EXERCISE GOAL
Every record must be repeated precisely as it stands.

LISTED ENTRIES

○ ○ ○

PR #1262, opened 2016-09-22
Fix disconnect when socket command queue is empty

### LINKED ISSUE #1210: Connection drops if CPU is excessively loaded
Noticed that the current connection will drop if the CPU is excessively loaded. Observed with WiFi SocketConnection. 

maybe extend timeout?

ryandoherty:
So this is a bug or copy/pasta typo where the command thread for the socket connection disconnects if no messages are in the command queue. It should just keep running if no messages are there, not disconnect. Seems to fix #1210


brentpicasso:
I can't get it to drop the connection after this fix. 

I say :shipit:  but only if you take back all the mean things you said about python :P :)

ryandoherty:
Hahahhahahahah

PR #1263, opened 2016-09-22
ensure old received data is blanked out when socket closes

### LINKED ISSUE #1189: Loss of WiFi connection requires re-start of app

○ ○ ○

RESULT OF THE TASK
PR #1262, opened 2016-09-22
Fix disconnect when socket command queue is empty

### LINKED ISSUE #1210: Connection drops if CPU is excessively loaded
Noticed that the current connection will drop if the CPU is excessively loaded. Observed with WiFi SocketConnection. 

maybe extend timeout?

ryandoherty:
So this is a bug or copy/pasta typo where the command thread for the socket connection disconnects if no messages are in the command queue. It should just keep running if no messages are there, not disconnect. Seems to fix #1210


brentpicasso:
I can't get it to drop the connection after this fix. 

I say :shipit:  but only if you take back all the mean things you said about python :P :)

ryandoherty:
Hahahhahahahah

PR #1263, opened 2016-09-22
ensure old received data is blanked out when socket closes

### LINKED ISSUE #1189: Loss of WiFi connection requires re-start of app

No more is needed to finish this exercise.